PR #1529, opened 2019-03-22
Jasmine migration

amanmahajan7:


packages/react-data-grid-addons/src/editors/__tests__/AutoCompleteEditor-integration.spec.js
```diff
@@ -41,7 +41,7 @@ describe('AutoCompleteEditor integration', () => {
       TestUtils.Simulate.click(textInputEle.nextSibling.children[0]);
       // Expect value to have been committed
       expect(commitSpy).toHaveBeenCalled();
-      expect(commitSpy.calls.count()).toEqual(1);
+      expect(commitSpy.mock.calls.length).toEqual(1);
```
MayhemYDG: I think we can replace these two exceptions with
```js
expect(commitSpy).toHaveBeenCalledTimes(1);
```

PR #1532, opened 2019-03-22
Update reselect

MayhemYDG:
https://github.com/reduxjs/reselect/blob/master/CHANGELOG.md


packages/react-data-grid-addons/package.json
```diff
@@ -26,7 +26,7 @@
     "react-dnd": "^2.6.0",
     "react-dnd-html5-backend": "^2.6.0",
     "react-select": "^1.3.0",
-    "reselect": "^2.5.1",
+    "reselect": "^4.0.0",
```
amanmahajan7: Did you check if `AutoCompleteFilter` works as expected?

amanmahajan7:
Needs catchup

packages/react-data-grid-addons/package.json
MayhemYDG: Just tried and it seems like it's working fine. Dunno if this is a component impacted by this change though.

PR #1537, opened 2019-03-25
Bundle stylesheets separately

MayhemYDG:
- Moved the stylesheets under `packages/react-data-grid{-addons,}/styles/`
  - It's possible we might have some addons-only css in the base rdg stylesheet now, we can clean up later.
- Renamed them, changed extensions to `.less`
- Removed imports in js, effectively stopped bundling the css stylesheets in the webpack bundles
  - This is a necessary step towards removing webpack bundles
- These files are unused afaict so I deleted them:
  - `themes/daterangepicker-bs3.css`
  - `themes/DragColumn.PNG`
  - `themes/drag_column_full.PNG`
  - `themes/react-data-grid-viewport.css`
    - ☝️ This one has a single `.react-grid-Viewport` selector, which is referenced only once in `packages/react-data-grid/src/Viewport.js`, but the stylesheet itself was never imported so I deleted it anyway.


config/webpack.common.config.js
```diff
@@ -36,10 +36,6 @@ module.exports = {
         test: /\.(js|jsx)$/,
         exclude: /node_modules/,
         use: ['babel-loader']
-      },
-      {
```
amanmahajan7: Have you considered using[ `mini-css-extract-plugin`](https://github.com/webpack-contrib/mini-css-extract-plugin)? I think it has a few advantages
- We do not need custom `prebuild` step and custom `buildStylesheets.js` script
- We can combine it with `less-loader`
- It should create separate CSS bundle of each entry point. 
- Each file can import the css it needs which I think is cleaner and we can move the css next to file instead of a separate style folder.

MayhemYDG: I'm considering removing webpack bundles instead, so we don't bundle RDG's dependency in and simplify the workflow, so we wouldn't need that.

MayhemYDG:
I haven't thought about theming support, but if we have consistent class names it might be good enough. It's certainly not a priority right now.

config/webpack.common.config.js
MayhemYDG: We could also just move these files closer to their components, glob them, generate the index file and pass it to Less. Less only needs text as an input, so we don't actually *need* an index file.

tools/buildStylesheets.js
```diff
@@ -0,0 +1,29 @@
...
+const CleanCSS = require('clean-css');
+
+const cleanCSS = new CleanCSS({
+  level: { 1: { specialComments: false }, 2: {} },
+  rebase: false,
+  returnPromise: true
+});
+
+[
+  './packages/react-data-grid/style/rdg.less',
```
amanmahajan7: We should name it `react-data-grid.css` to match the generated js bundle name

PR #1549, opened 2019-04-03
Temporary fix for the selection bug

amanmahajan7:
This issue happens when RowRenderer returns different columns for different rows. 

How to reproduce
- Add 3 rows with 10, 10, and 2 columns
- Select column 5 on row 2. 
- Delete row 2.
- RDG tries to find column 5 on row 2 (which was row 3) and it does not exists.

This is [same behavior as V5](https://github.com/adazzle/react-data-grid/pull/1369/files#diff-04fdd57267f50e49721eb930c70e4059L593) and it needs to be revisited

### DIFF
--- a/packages/react-data-grid/src/masks/InteractionMasks.js
+++ b/packages/react-data-grid/src/masks/InteractionMasks.js
@@ -646,9 +646,9 @@ class InteractionMasks extends React.Component {
     this.copyMask = node;
   };
 
-  getSelectedDimensions = (selectedPosition) => {
-    const { scrollLeft, getRowHeight, getRowTop, getRowColumns } = this.props;
-    const columns = getRowColumns(selectedPosition.rowIdx);
+  getSelectedDimensions = (selectedPosition, useGridColumns) => {
+    const { scrollLeft, getRowHeight, getRowTop, getRowColumns, columns: gridColumns } = this.props;
+    const columns = useGridColumns ? gridColumns : getRowColumns(selectedPosition.rowIdx);
     const top = getRowTop(selectedPosition.rowIdx);
     const rowHeight = getRowHeight(selectedPosition.rowIdx);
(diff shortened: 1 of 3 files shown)


packages/react-data-grid/src/masks/InteractionMasks.js
```diff
@@ -646,9 +646,9 @@ class InteractionMasks extends React.Component {
     this.copyMask = node;
   };
 
-  getSelectedDimensions = (selectedPosition) => {
-    const { scrollLeft, getRowHeight, getRowTop, getRowColumns } = this.props;
-    const columns = getRowColumns(selectedPosition.rowIdx);
+  getSelectedDimensions = (selectedPosition, useGridColumns) => {
+    const { scrollLeft, getRowHeight, getRowTop, getRowColumns, columns: gridColumns } = this.props;
+    const columns = useGridColumns ? gridColumns : getRowColumns(selectedPosition.rowIdx);
```
MayhemYDG: Not familiar with the RDG codebase yet, but why not just always use `this.props.columns`? Is there a benefit to using `getRowColumns()` in this method?

amanmahajan7: I am not 100% sure but I think `getRowColumns`, `getRowTop` methods were added to support variable height rows and grouping. I found [this bug](https://github.com/adazzle/react-data-grid/pull/1289/files) that I fixed but I do not remember the details (always fill in ticket details)

It is probably the same issue where you are copying values form a row with less columns

amanmahajan7: I think we may be able to remove `getRowColumns` as I fixed a different issue with copy mask
https://github.com/adazzle/react-data-grid/pull/1289/files#diff-04fdd57267f50e49721eb930c70e4059R640

PR #1561, opened 2019-04-05
Set up Typescript build

MayhemYDG:
- Dropped published webpack bundles
  - we'll now publish esm files built by tsc, targeting es5 compatibility
  - dependencies won't be bundled anymore, rdg users will have their bundle sizes reduced
- We need to enable `allowJs` for now
  - this means we can't enabled the `declaration` config for now, as they don't work together.
  - this in turns means we can't enable the `composite` config, as it requires `declaration` to be enabled.
  - this in turns means we can't use project references yet
    - https://www.typescriptlang.org/docs/handbook/project-references.html
  - so the root `tsconfig.json` doesn't work yet
  - so we have to run `tsc` in each individual package for now
  - once we get rid of all js files, we'll be able to just do `tsc --build` with the root config to build everything at once.
  - hope it's all clear 🙃 
- Since rdg-addons depends on rdg, we'll need to move rdg to full-ts first, disable `allowJs`, enable `declaration`, and add the `types` field in the rdg package.json.
  - otherwise ts code in rdg-addons will complain about missing types for rdg.
- The examples (`npm start`) still work, but we still need to run `npm build` beforehand.
- ~~We'll need to tweak eslint so it parses/lints ts files properly~~


.vscode/settings.json
```diff
@@ -0,0 +1,18 @@
+{
+  "eslint.enable": true,
+  "eslint.autoFixOnSave": true,
```
qili26: do we need vs code plugin for this?

MayhemYDG: You don't "need" the vscode plugin, but it helps.

packages/react-data-grid/src/HeaderCellType.ts
```diff
@@ -0,0 +1,8 @@
+enum HeaderCellType {
+  SORTABLE = 0,
```
qili26: I don't think the value matters, maybe we should just set the `SORTABLE = 'SORTABLE'`, it will be easier for debugging. as `0, 1, 2, 3` doesn't mean anything when you see the value.

https://www.typescriptlang.org/docs/handbook/enums.html - string enums

MayhemYDG: I was thinking that maybe we could just use enum keys, with no assigned values.

>it will be easier for debugging

Shouln't be an issue with sourcemaps I think.

packages/react-data-grid/src/common/cells/headerCells/FilterableHeaderCell.tsx
```diff
@@ -0,0 +1,32 @@
...
+
+interface Props {
+  column: Column;
+  onChange(change: { filterTerm: string; column: Column }): void;
+}
+
+export default function FilterableHeaderCell({ column, onChange }: Props) {
+  const [filterTerm, setFilterTerm] = useState('');
+
+  function handleChange(event: React.ChangeEvent<HTMLInputElement>) {
```
qili26: is there any reason you prefer named function vs arrow function?

packages/react-data-grid/src/common/constants/index.ts
```diff
@@ -0,0 +1,28 @@
+import * as CellNavigationMode from './CellNavigationMode';
+import * as EventTypes from './EventTypes';
+import * as HeaderRowType from './HeaderRowType';
+
+enum UpdateActions {
+  CELL_UPDATE,
```
qili26: we need to use string enums here

packages/react-data-grid/src/common/editors/CheckboxEditor.tsx
```diff
@@ -0,0 +1,31 @@
+import React from 'react';
+
+interface Column<T> {
```
qili26: maybe we should consider using some of the defs from my PR?
https://github.com/adazzle/react-data-grid/pull/1466/files#diff-bee94f77d0ed359d978babfd95123920R309

packages/react-data-grid/src/common/types.ts
```diff
@@ -0,0 +1,6 @@
+export interface Column {
```
qili26: https://github.com/adazzle/react-data-grid/pull/1561/files#diff-17633e7ac6651e7fd23ad88c079c43efR3

It's duplicated here.

packages/react-data-grid/src/masks/__tests__/DragHandle.spec.tsx
```diff
@@ -20,7 +20,7 @@ describe('DragHandle', () => {
   it('should render a draggable component', () => {
     const { dragHandle } = setup();
 
-    expect(dragHandle.prop('draggable')).toBe('true');
+    expect(dragHandle.prop('draggable')).toBe(true);
```
qili26: `toBeTruthy()` ?

packages/react-data-grid/src/common/cells/headerCells/FilterableHeaderCell.tsx
MayhemYDG: Mostly taste. They're shorter, quicker to parse for humans, easier to type as well.

They're also hoisted, so you can't run into any mutual recursion bugs. You could even place them after the `return` and they'd still work.
image

packages/react-data-grid/src/common/types.ts
MayhemYDG: Resolved.

packages/react-data-grid/src/common/editors/CheckboxEditor.tsx
MayhemYDG: I'd like to define it as needed/incrementally, to make sure we get it 100% right, and not make mistakes ahead of time.

packages/react-data-grid/src/common/constants/index.ts
MayhemYDG: For debugging purposes?

qili26: for example when you are debugging an cell update event, and the event is passed to somewhere else and you only have the instance. e.g. when you see `event.updateType(don't remember the correct field)`, it will give you the string value `CELL_UPDATE` rather than `0, 1, 2, 3`

packages/react-data-grid/src/masks/__tests__/DragHandle.spec.tsx
qili26: I see, we want the exactly `true`

packages/react-data-grid/package.json
```diff
@@ -19,13 +21,16 @@
...
+  },
   "dependencies": {
     "classnames": "^2.2.6",
-    "keymirror": "^0.1.1",
     "prop-types": "^15.7.2",
     "react-is": "^16.8.4",
     "react-is-deprecated": "^0.1.2",
-    "shallowequal": "^1.1.0"
+    "shallowequal": "^1.1.0",
+    "tslib": "^1.9.3"
```
amanmahajan7: Do we need `tslib`?

packages/react-data-grid/package.json
```diff
@@ -19,13 +21,16 @@
...
   },
   "peerDependencies": {
     "react": "^16.0.0",
```
amanmahajan7: We should change the peer dependency as we are using hooks now

tsconfig.base.json
```diff
@@ -0,0 +1,20 @@
...
+    "jsx": "react",
+    "lib": ["es7", "es6", "dom", "dom.iterable"],
+    "module": "esnext",
+    "moduleResolution": "node",
+    "noImplicitReturns": true,
+    "noUnusedLocals": true,
+    "pretty": true,
+    "sourceMap": true,
+    "strict": true,
+    "target": "es5"
```
amanmahajan7: Should we not set the target to `es6` or `esnext`?

config/webpack.common.config.js
```diff
@@ -4,42 +4,6 @@ const TerserPlugin = require('terser-webpack-plugin');
 
 module.exports = {
   mode: RELEASE ? 'production' : 'development',
```
amanmahajan7: May be we should delete this file and move the code to `webpack-dev-server.js`

packages/react-data-grid/src/KeyCodes.ts
```diff
@@ -96,6 +96,6 @@ const keyCodes = {
   BackSlash: 220,
   CloseBracket: 221,
   SingleQuote: 222
-};
+} as const;
```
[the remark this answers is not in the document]
MayhemYDG: It's a nice thing to have I think. We can't accidentally modify the object, and the types will be the actual values rather than `number`.

packages/react-data-grid/package.json
MayhemYDG: Yes, the `importHelpers` compiler option makes the generated code import helpers from tslib, instead of generating them for each file.
Much like `@babel/plugin-transform-runtime` is generating imports to `@babel/runtime`
https://babeljs.io/docs/en/babel-plugin-transform-runtime
https://www.typescriptlang.org/docs/handbook/compiler-options.html

tsconfig.base.json
MayhemYDG: `"target": "es5"` will generate es5 code (so no classes, no template strings, etc).
`"module": "esnext"` will generate es6 imports/exports.
That way we get tree-shaking from bundlers + ie11 compat.

We could just not transpile at all besides ts types/enums, and let users transpile down to the browsers they target, wdyt?

amanmahajan7: That is what I was thinking as well and let the users take care of transpiling. Then we probably not need tslib also. 

Just to be on the safer side, lets just keep ES5 for now and we can revisit.

MayhemYDG: Sounds good.

PR #1575, opened 2019-04-11
Add a ToolbarContainer component

MayhemYDG:


packages/react-data-grid/src/ToolbarContainer.tsx
```diff
@@ -0,0 +1,28 @@
...
+
+interface ToolbarProps {
+  columns: Column[];
+  rowsCount: number;
+  onToggleFilter(): void;
+}
+
+export interface ToolbarContainerProps extends ToolbarProps {
+  /** Component used to render toolbar above the grid */
+  toolbar: React.ReactElement<ToolbarProps> | React.ComponentType<ToolbarProps>;
```
amanmahajan7: Should we change the type to 

```
toolbar: React.ReactElement<ToolbarProps> | React.ComponentType<ToolbarProps>;
```

or change the call to 

```
this.props.toolbar && <ToolbarContainer
```

MayhemYDG: I think we should strive to reduce the complexity in big components, hence why I make this ToolbarContainer in the first place, so I went with your first suggestion.

PR #1576, opened 2019-04-11
tsify ColumnComparer

MayhemYDG:
We might want to revisit the types when we know more about how `sameColumn` is used.


packages/react-data-grid/src/ColumnComparer.ts
```diff
@@ -0,0 +1,24 @@
+import { isElement } from 'react-is';
+
+export function sameColumn<A, B>(a: A, b: B): boolean {
+  for (const k in a) {
+    if (a.hasOwnProperty(k)) {
+      const valA = a[k] as unknown;
+      const valB = b[k as string as keyof B] as unknown;
```
MayhemYDG: Without the `as string as keyof B` part:
image

Without at least one `as unknown`:
image

packages/react-data-grid/src/ColumnComparer.ts
```diff
@@ -0,0 +1,24 @@
+import { isElement } from 'react-is';
+
+export function sameColumn<A, B>(a: A, b: B): boolean {
```
MayhemYDG: We should probably replace the generic types once we know how this function is used.

PR #1577, opened 2019-04-11
tsify SelectedCellUtils, viewportUtils, canvasUtils, Viewport

MayhemYDG:
I've also moved `keyboardUtils.spec.ts` closer to `keyboardUtils.ts` and tsified it.


packages/react-data-grid/src/common/types.ts
```diff
@@ -29,3 +29,23 @@ export interface CellMetaData {
...
+
+export interface Dimension {
+  width: number;
+  height: number;
+  top: number;
+  left: number;
+  zIndex: number;
+}
+
+export type RowGetter = (rowIdx: number) => unknown;
```
qili26: Should we consider a generic type?
```
export type RowGetter = <R = any>(rowIdx: number) => R;
```

packages/react-data-grid/src/masks/InteractionMasks.js
```diff
@@ -29,7 +29,7 @@ import keyCodes from '../KeyCodes';
 const SCROLL_CELL_BUFFER = 2;
 
 export default class InteractionMasks extends React.Component {
-  static dispplayName = 'InteractionMasks';
+  static displayName = 'InteractionMasks';
```
qili26: do we really need this `displayName`?

packages/react-data-grid/src/utils/SelectedCellUtils.ts
```diff
@@ -0,0 +1,183 @@
...
+  return getColumn(columns, selectedPosition.idx);
+}
+
+interface getSelectedCellValueOpts {
+  selectedPosition: Position;
+  columns: Column[];
+  rowGetter: RowGetter;
+}
+
+export function getSelectedCellValue({ selectedPosition, columns, rowGetter }: getSelectedCellValueOpts) {
```
qili26: consider adding return type?

packages/react-data-grid/src/masks/InteractionMasks.js
MayhemYDG: It's not a necessity, but it helps with debugging as class/function names will change with minification.

packages/react-data-grid/src/utils/SelectedCellUtils.ts
MayhemYDG: I need to tsify rowutils first, otherwise I don''t know yet what the return type should be. Should I add a TODO comment?

packages/react-data-grid/src/common/types.ts
MayhemYDG: I'm not sure yet.

I want to avoid `<R = any>` for now, as it's likely users won't set the generic type and `any` isn't useful.

`<R>` alone defaults to an empty object `{}` if the generic isn't defined.
image

I think we should just revisit this later.

packages/react-data-grid/src/utils/__tests__/viewportUtils.spec.ts
```diff
@@ -46,22 +69,22 @@ describe('viewportUtils', () => {
...
-      { key: 'col2', width: 20, left: 20 },
-      { key: 'col3', width: 20, left: 40 },
-      { key: 'col4', width: 20, left: 60 },
-      { key: 'col5', width: 20, left: 80 },
-      { key: 'col6', width: 1, left: 100 },
-      { key: 'col7', width: 1, left: 101 },
-      { key: 'col8', width: 1, left: 102 },
-      { key: 'col9', width: 1, left: 103 }
+    const getCols = (): Column[] => [
+      { key: 'col1', name: 'col1', width: 20, left: 0, onCellChange() {} },
```
amanmahajan7: It seems like `onCellChange` is special prop for `Checkbox` column. It is not used anywhere else

https://github.com/adazzle/react-data-grid/blob/next/packages/react-data-grid/src/ReactDataGrid.js#L736
https://github.com/adazzle/react-data-grid/blob/next/packages/react-data-grid/src/common/editors/CheckboxEditor.tsx#L13

May be mark it as an optional prop? We need to revisit `Checkbox` formatter

PR #1582, opened 2019-04-15
Overhaul common/utils/index, tsify ColumnUtils and HeaderRow

MayhemYDG:
We're not importing Immutable directly.


packages/react-data-grid/src/HeaderRow.js
```diff
@@ -1,172 +0,0 @@
...
-      || this.props.sortDirection !== nextProps.sortDirection
-    );
-  }
-
-  getHeaderCellType = (column) => {
-    if (column.filterable) {
-      if (this.props.filterable) return HeaderCellType.FILTERABLE;
-    }
-
-    if (column.sortable && column.rowType !== HeaderRowType.FILTER) return HeaderCellType.SORTABLE;
```
MayhemYDG: `column.rowType` 🙁 Replaced it with a prop.

packages/react-data-grid/src/HeaderRow.js
```diff
@@ -1,172 +0,0 @@
...
-
-    return HeaderCellType.NONE;
-  };
-
-  getFilterableHeaderCell = (column) => {
-    const FilterRenderer = column.filterRenderer || FilterableHeaderCell;
-    return <FilterRenderer {...this.props} onChange={this.props.onFilterChange} />;
```
MayhemYDG: We were not setting the `column` prop here. 🙁

packages/react-data-grid/src/HeaderRow.js
```diff
@@ -1,172 +0,0 @@
...
-  };
-
-  getSortableHeaderCell = (column) => {
-    const sortDirection = this.props.sortColumn === column.key ? this.props.sortDirection : DEFINE_SORT.NONE;
-    const sortDescendingFirst = column.sortDescendingFirst === undefined ? false : column.sortDescendingFirst;
-    return <SortableHeaderCell columnKey={column.key} onSort={this.props.onSort} sortDirection={sortDirection} sortDescendingFirst={sortDescendingFirst} headerRenderer={column.headerRenderer} />;
```
MayhemYDG: `column` prop missing here as well. 🙁

packages/react-data-grid/src/HeaderRow.js
```diff
@@ -1,172 +0,0 @@
...
-      case HeaderCellType.SORTABLE:
-        return this.getSortableHeaderCell(column);
-      case HeaderCellType.FILTERABLE:
-        return this.getFilterableHeaderCell(column);
-      default:
-        return undefined;
-    }
-  };
-
-  getStyle = () => {
```
MayhemYDG: Unused. 🙁

packages/react-data-grid/src/HeaderRow.js
```diff
@@ -1,172 +0,0 @@
...
-      overflowX: 'hidden',
-      overflowY: 'hidden'
-    };
-
-    const { width, height, style, onScroll } = this.props;
-    const cells = this.getCells();
-    return (
-      <div
-        width={width}
-        height={height}
```
MayhemYDG: width and height props set directly on a div do nothing, and break types. 🙁

packages/react-data-grid/src/HeaderRow.tsx
```diff
@@ -0,0 +1,160 @@
...
+      } else {
+        cells.push(cell);
+      }
+    }
+
+    return cells.concat(frozenCells);
+  }
+
+  setScrollLeft(scrollLeft: number): void {
+    this.props.columns.forEach((column?: Column, i?: number) => {
```
MayhemYDG: Immutable's types aren't top notch, that's why we end up with awkward types here.
image
The package version is also 2 years old so that doesn't help.

packages/react-data-grid/src/HeaderRow.tsx
```diff
@@ -0,0 +1,157 @@
...
+    if (column.sortable && this.props.rowType !== HeaderRowType.FILTER) {
+      return HeaderCellType.SORTABLE;
+    }
+
+    return HeaderCellType.NONE;
+  }
+
+  getFilterableHeaderCell(column: Column) {
+    const FilterRenderer = column.filterRenderer || FilterableHeaderCell;
+    return <FilterRenderer column={column} onChange={this.props.onFilterChange} />;
```
amanmahajan7: Filter renderer needs `getValidFilterValues` prop otherwise it throws an error 

image

Eventually, I think we should remove `getValidFilterValues` prop as the component can fetch valid values on mount. Wdyt?

packages/react-data-grid/src/common/types.ts
```diff
@@ -7,16 +10,26 @@ export interface Column<T = unknown> {
   left: number;
   cellClass?: string;
 
+  editable?: boolean | ((rowData: unknown) => boolean);
   draggable?: boolean;
   filterable?: boolean;
   frozen?: boolean;
+  locked?: boolean;
```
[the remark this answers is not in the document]
MayhemYDG: locked is used only a few times in the codebase, I'll remove it.

packages/react-data-grid/src/HeaderRow.tsx
MayhemYDG: I've added the prop, but I don't think this is something that should be passed as a prop to ReactDataGrid, as it's only used for custom filter renderers anyway.

packages/react-data-grid/src/ColumnUtils.ts
```diff
@@ -36,5 +36,5 @@ export function canEdit(column: Column, rowData: unknown, enableCellSelect?: boo
 }
 
 export function isFrozen(column: Column): boolean {
```
amanmahajan7: We can remove this function in a separate pr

_Directions_.
Scan the data above and copy each line containing the word "displayName".

_Problem solution_.
+  static displayName = 'InteractionMasks';
qili26: do we really need this `displayName`?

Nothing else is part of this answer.